---------- Information provided
Issue #1598, opened 2023-11-14
Generated code should use `Array.Empty` or constant field where possible


TimothyMakkison:
## `Array.Empty`
Each method call with no parameters allocates an empty params and type array. To prevent unneeded allocations `Array.Empty` should be used instead.

```C#
public async global::System.Threading.Tasks.Task<global::System.Net.Http.HttpResponseMessage> GetIndex()
{
    var ______arguments = new object[] {  }; // unneeded allocation
    var ______func = requestBuilder.BuildRestResultFuncForMethod("GetIndex", new global::System.Type[] {  } );
    ...
```

### With Array.Empty
```C#
public async global::System.Threading.Tasks.Task<global::System.Net.Http.HttpResponseMessage> GetIndex()
{
    var ______arguments = global::System.Array.Empty<object>();
    var ______func = requestBuilder.BuildRestResultFuncForMethod(""GetIndex"", global::System.Array.Empty<global::System.Type>() );
```

## `typeParameters`
The `parameterTypes` array remains the same between calls, this could be moved out into a `private static` or `private readonly` field. The generator will have to falback to the current method if one of the parameters is a generic type scoped to the method.

### Before
```C#
public async global::System.Threading.Tasks.Task<global::Refit.Tests.UserSearchResult> FindUsers(string @q)
{
    var ______arguments = new object[] { @q };
    var ______func = requestBuilder.BuildRestResultFuncForMethod(""FindUsers"", new global::System.Type[] { typeof(string) } );
    ...
```

### After
```C#
private static global::System.Type[] typeArray1 = new global::System.Type[] { typeof(string) };

public async global::System.Threading.Tasks.Task<global::Refit.Tests.UserSearchResult> FindUsers(string @q)
{
    var ______arguments = new object[] { @q };
    var ______func = requestBuilder.BuildRestResultFuncForMethod(""FindUsers"", typeArray1 );
    ...
```
## Generic `typeParameters`

```C#
private static global::System.Type[]? typeArray1 = null;

public async global::System.Threading.Tasks.Task<global::Refit.Tests.UserSearchResult> FindUsers<T>(string @q, [Body]T body)
{
    if (typeArray1 == null)
    {
        typeArray1 = new global::System.Type[] { typeof(string), typeof(T) };
    }
    var ______arguments = new object[] { @q };
    var ______func = requestBuilder.BuildRestResultFuncForMethod(""FindUsers"", typeArray1 );
    ...
```

PR #1599, opened 2023-11-14
feat: generate code that uses `Array.Empty` where possible

TimothyMakkison:
Use `Array.Empty` over allocating an empty array where possible. Done for `______arguments` and `parameterTypes`..

See #1598

### DIFF
--- a/InterfaceStubGenerator.Shared/InterfaceStubGenerator.cs
+++ b/InterfaceStubGenerator.Shared/InterfaceStubGenerator.cs
@@ -413,11 +413,19 @@ namespace Refit.Implementation
                 genericList.Add($"typeof({typeParam.ToDisplayString(SymbolDisplayFormat.FullyQualifiedFormat)})");
             }
 
-            var genericString = genericList.Count > 0 ? $", new global::System.Type[] {{ {string.Join(", ", genericList)} }}" : string.Empty;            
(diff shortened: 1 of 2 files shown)


InterfaceStubGenerator.Shared/InterfaceStubGenerator.cs
```diff
@@ -95,7 +95,7 @@ public void Execute(GeneratorExecutionContext context)
             var methodSymbols = new List<IMethodSymbol>();
             foreach (var group in candidateMethods.GroupBy(m => m.SyntaxTree))
             {
-                var model = compilation.GetSemanticModel(group.Key);
```
anaisbetts, line 98: It's not a big deal with this PR but try not to make a bunch of whitespace-only changes, I know it can be a pain in the ass

anaisbetts (approved):
This is great, thanks for the solid PR. @clairernovotny, can you think of anything this might break?

clairernovotny (approved):

clairernovotny:
Can't think of any issues this would cause. Thanks!

TimothyMakkison:
Sorry about that, should be fixed now 🤞 

Any chance you'd be open to running a formatter on this repository? A lot of lines appear to have random 4-8 sections of whitespace.

PR #1606, opened 2023-11-16
feat: use `private static` fields to store constant `typeParameters` where possible

TimothyMakkison:
Modify source generator to use `private static readonly` fields to store the `typeParameter` arrays, saving the allocations for each request.

- Only generates when there are actual arguments, otherwise `Array.Empty` is used - #1599
- `private static` fields are generated beside its respective method, this could be moved to the start of the class if requested.
- I've used a `HashSet` of each member in scope to accidental name collisions. Fields will have names like `_typeParameters3` incrementing for each field generated. 
- ~Uses nullable coalescing assignment if one of the method parameters uses type arguments. This is done as we may not be able to access it from outside the method scope making the array initialization invalid.~
- ~It should be safe to initialize and set the static arrays in multithreaded contexts as setting references are thread safe in C#.~

Edit: `typeof(T)` will be different for each usage of T so it isn't possible to have a reusable `_genericType` array. This can also cause issues for `_typeParameter`. `GenerateTypeParameterExpression` ensures that each parameter doesn't contain a generic type parameter, falling back to the current solution if it detects one.

See #1598

### DIFF
--- a/InterfaceStubGenerator.Shared/InterfaceStubGenerator.cs
+++ b/InterfaceStubGenerator.Shared/InterfaceStubGenerator.cs
@@ -23,6 +23,8 @@ namespace Refit.Generator
     public class InterfaceStubGenerator : ISourceGenerator
 #endif
     {
+        private const string TypeParameterVariableName = "_typeParameters";
+
 #pragma warning disable RS2008 // Enable analyzer release tracking
         static readonly DiagnosticDescriptor InvalidRefitMember =
             new(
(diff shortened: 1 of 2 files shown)


anaisbetts:
Seems legit, @clairernovotny?

anaisbetts:
@ChrisPulman Any objections to this PR?

ChrisPulman:
> @ChrisPulman Any objections to this PR?

I am currently in India, but I will check it this evening and merge it if it's fitting to our requirements, thank you.

ChrisPulman:
All looks good, thank you Tim

ChrisPulman (approved):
--------------------
Directions for this task: Check every line of the records, and copy the ones that hold the word "cause".

Task solution:
Can't think of any issues this would cause. Thanks!
Edit: `typeof(T)` will be different for each usage of T so it isn't possible to have a reusable `_genericType` array. This can also cause issues for `_typeParameter`. `GenerateTypeParameterExpression` ensures that each parameter doesn't contain a generic type parameter, falling back to the current solution if it detects one.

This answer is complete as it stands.